### EXERCISE REQUIREMENTS
The expected output is a copy of every line in the records with the string "introduced".

Stored items

PR #4652, opened 2023-05-29
 [ENH] Graphical Pipelines for any learning task (polymorphic)

benHeid:
(PR description by @fkiraly)

This PR implements the first prototype for graphical pipelines, see #4281 .

The design adopted is interface compatibility, rather than the polymorphic base class design.

Covers all learning tasks currently in sktime.

Should be considered experimental until consolidated.


benHeid:
FYI @fkiraly

benHeid:
This PR should enable a better async discussion on this topic and the concrete implementation. 

### Open TODOs:
* [ ] Test edge cases
* [ ] Implement Unit Tests
* [ ] Implement Subsetting/FeatureUnion Use-Cases
* [ ] Add additional Graphpipeline examples that are more complex
* [ ] Discuss the `mode==proba`  stuff that is currently implemented outside of the transformers
* [ ] Add documentation
* [ ] Add Example Jupyter Notebook

sktime/pipeline/computation_setting.py
```diff
@@ -0,0 +1,8 @@
+
+
+class ComputationSetting:
```
fkiraly, line 3: quick Q: what is this for - is this later going to be a builder class or config pattern?

sktime/pipeline/pipeline.py
```diff
@@ -0,0 +1,164 @@
...
+        # TODO do here subsetting using Subsetter
+        #   ColumnSelect Transformer
+        if name in self.steps:
+            return self.steps[name]
+
+        raise Exception("Required Input does not exist")
+
+    def add_step(self, skobject, name, edges, **kwargs):
+        """
+        TODO
```
fkiraly, line 36: :-)

sktime/pipeline/pipeline.py
```diff
@@ -0,0 +1,164 @@
...
+        self._last_step_name = name
+        return step
+
+
+    def fit(self, X, y=None, **kwargs):
+        # Fits the pipeline
+        self.steps["X"].buffer = X
+        self.steps["y"].buffer = y
+
+        self.computation_setting.method_resolution_order = ["transform", "predict"]
```
fkiraly, line 65: is this sth we need to hardcode in the `computation_setting`? I'd rather do dispatch on type or similar, but not sure if that has domino effects

sktime/pipeline/tests/regression_tests/test_pipeline_regression.py
```diff
@@ -0,0 +1,184 @@
...
+
+
+def test_classifier_regression():
+    np.random.seed(42)
+    X, y = load_arrow_head(split="train", return_X_y=True)
+    clf_pipe = ExponentTransformer() * KNeighborsTimeSeriesClassifier()
+    clf_pipe.fit(X, y)
+    result = clf_pipe.predict(X)
+    general_pipeline = Pipeline()
+    for step in [{"skobject" : ExponentTransformer(),
```
fkiraly, line 44: note for later: we may like to think about simplified specification syntax, e.g.:

* if name not provided, generate a unique name
* if edges not provided, assume sensible defaults, i.e., last transformer given

further potential syntactic sugar:

* dunders `*` and `+` that work with the `Pipeline` and do the expected thing (`*` adds sequential after the last element added; `+` adds parallel after the last element's predecessor if unique)

I would do the above at the very last though. I think it is great for the user experience, but best done when the logic and structure internally are consolidated.

fkiraly (changes requested):
I think this is great, the design is lean and I can see how it would work in general.

For now, I would suggest:

* let's focus on getting the various `predict`-like methods to work and see how that looks like
* you may want to enable linting and/or precommits. The problem won't get smaller...
   * and failing linting prevents the regression tests from running.

sktime/pipeline/computation_setting.py
benHeid: This class is for communication between the pipeline and its step. The pipeline and all of its steps share the same instance, and if a step is executed, it can look up in this instance for specific information that is only available after calling a method on the pipeline. E.g., consider the following scenario:


```python
pipeline = Pipeline()

pipeline.add_step(transformer, ...)
pipeline.add_step(forecaster, ...)

pipeline.fit()

pipeline.predict() # <- After this line, it is clear that on the forecaster, predict needs to be called

pipeline.predict_interval() # <- After this line, it is clear that on the forecaster, predict_interval needs to be called
```

In this scenario, the information is available after calling a method. To share such information, I introduced this class. So it is more a config class or something like that.
Also, all keyword arguments, the pipeline received during predict/transform etc., are shared via this class with its steps.  

Probably, the naming can be improved. Perhaps, there is also a better way of sharing such information.

sktime/pipeline/pipeline.py
benHeid: I have introduced the method_resolution_order due to the `predict_interval` method and the assumption that there might be a forecaster that is only deterministic, and by specific postprocessing steps, the forecast become probabilistic.
But perhaps using dispatching is better and more general. I need to think about it

sktime/pipeline/computation_setting.py
benHeid: The only alternatives that come in my mind are:

* The pipeline sets this information in each step explicitly. A disadvantage of this solution is that these values stay there until they are deleted again. Potentially error might arise if, somewhere, the old value is not deleted after execution or not overridden in a new execution. Furthermore, we must remind where these values are set if a new element is needed, then we have to adapt it everywhere.
* We pass all values of the computation setting explicitly when calling the `get_result`. Advantage, we get rid off the computation setting class, and the validity is automatically restricted to one pipeline execution (`predict`, `fit`, .. etc. call). Furthermore, it is more explicit and clearer from where the values originate. A disadvantage is that there might be a lot of arguments in the end. However, in total, I think this is currently my preferred solution, and I also prefer this over the current solution.

fkiraly: the last solution looks better from a structural perspective to me, but it breaks the "iron rule" in the sklearn-like design that `predict` and `transform` calls should not mutate the estimator - do I understand that correctly?

benHeid: I pass these arguments now through the pipeline instead of using computation_setting.

benHeid:
> I think this is great, the design is lean and I can see how it would work in general.
> 
> For now, I would suggest:
> 
> * let's focus on getting the various `predict`-like methods to work and see how that looks like
> * you may want to enable linting and/or precommits. The problem won't get smaller...
>   
>   * and failing linting prevents the regression tests from running.

Regarding the predict_* methods, currently I am not sure how I should implement them, since the inverse_transform method, for example, fails if it is called on input_data that are from a predict_proba call. 

I think there are two options:
* Extract the probability information from a call of predict_quantiles (Default behaviour of sktime BaseForecaster).
* Check if all steps in the pipeline can handle the output of a predict_proba call as input, then execute it. If not, use default behaviour (Seems to be complicated to implement, since I have no idea how I should do the checking...)

fkiraly:
hm, not sure what to do with `predict_proba` / `inverse_transform`.

I think the current default is indeed applying to `predict_quantiles` and getting a distribution from that.

fkiraly (changes requested):
I've reviewed this, and I must say - a serious amount of work (design and implementation)! Really nice!

The errors are "first pass" issues with interface violation of the basic `sklearn` contract that `sktime` follows. The contract requires that:

* all args of `__init__` are written to `self`-attributes, with values *as passed*. Let's call these parameter attributes.
* after that, the *parameter attributes are never changed at any point in time* (other attributes can change, but this is specifically about the parameter attributes).

The violation is due to `step_information`, which is mutated and in general not identical to what was passed.

The basic pattern to get around that is to use a copy such as `self._step_information` for initialization logic, and an attribute `self.step_information_` for any mutation after `fit`, if needed (important: attributes mutated in or past `fit` should end in underscore, also an `sklearn` contract requirement).

So, in the `__init__` specifically, `step_information` should be written to `self.step_information` and that's the last time we change that attribute. Anything that happens to `self.step_information` currently should be done with `self._step_information`.

fkiraly:
from pipeilnes meeting on Aug 11:

* it's not 100% clear how to satisfy this requirement while also having `add_step`
* consensus from discussion: `add_step` should return a *new* `Pipeline` with `step_information`; in `__init__`, we only do validation, which is the "checking" part of current `add_step`; checking from current `add_step` is refactored to `_check_stepinformation` (or similar)

Minor comment: perhaps it's better to rename the arg `step_informations` to `steps` - that's in line with `sklearn` pipelines and much more convenient to type...

benHeid:
> from pipeilnes meeting on Aug 11:
> 
> * it's not 100% clear how to satisfy this requirement while also having `add_step`
> * consensus from discussion: `add_step` should return a _new_ `Pipeline` with extended `step_information`; in `__init__`, we only do validation, which is the "checking" part of current `add_step`; checking from current `add_step` is refactored to `_check_stepinformation` (or similar), and that's called in `__init__` (therefore, `add_step` will trigger the check via `__init__` of the newly constructed object)
> 
> Minor comment: perhaps it's better to rename the arg `step_informations` to `steps` - that's in line with `sklearn` pipelines and much more convenient to type...

I have fixed the errors. Also, I ensured that it works together with the ForecastingGridSearch (with additional few changes  in #5175 )

sktime/tests/test_all_estimators.py
```diff
@@ -894,6 +895,8 @@ def test_inheritance(self, estimator_class):
                 f"estimator: {estimator_class} has fit method, but"
                 f"is not a sub-class of BaseEstimator."
             )
+        if isinstance(Pipeline(), estimator_class):
```
benHeid, line 898: @fkiraly, any ideas on how to fix this test in a prettier way? 

The problem is that the Pipeline inherits from BaseEstimator but not from a more specific class as BaseForecaster, etc. This results in the failing of the assertion about the number of base classes.

docs/source/api_reference/pipeline.rst
```diff
@@ -0,0 +1,17 @@
+.. _regression_ref:
+
+Graphical Pipeline
```
fkiraly, line 3: I think this should also list `make_pipeline`, so there's two objects here - the linear and the graphical one.

sktime/pipeline/pipeline.py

### EXPECTED OUTPUT
In this scenario, the information is available after calling a method. To share such information, I introduced this class. So it is more a config class or something like that.
benHeid: I have introduced the method_resolution_order due to the `predict_interval` method and the assumption that there might be a forecaster that is only deterministic, and by specific postprocessing steps, the forecast become probabilistic.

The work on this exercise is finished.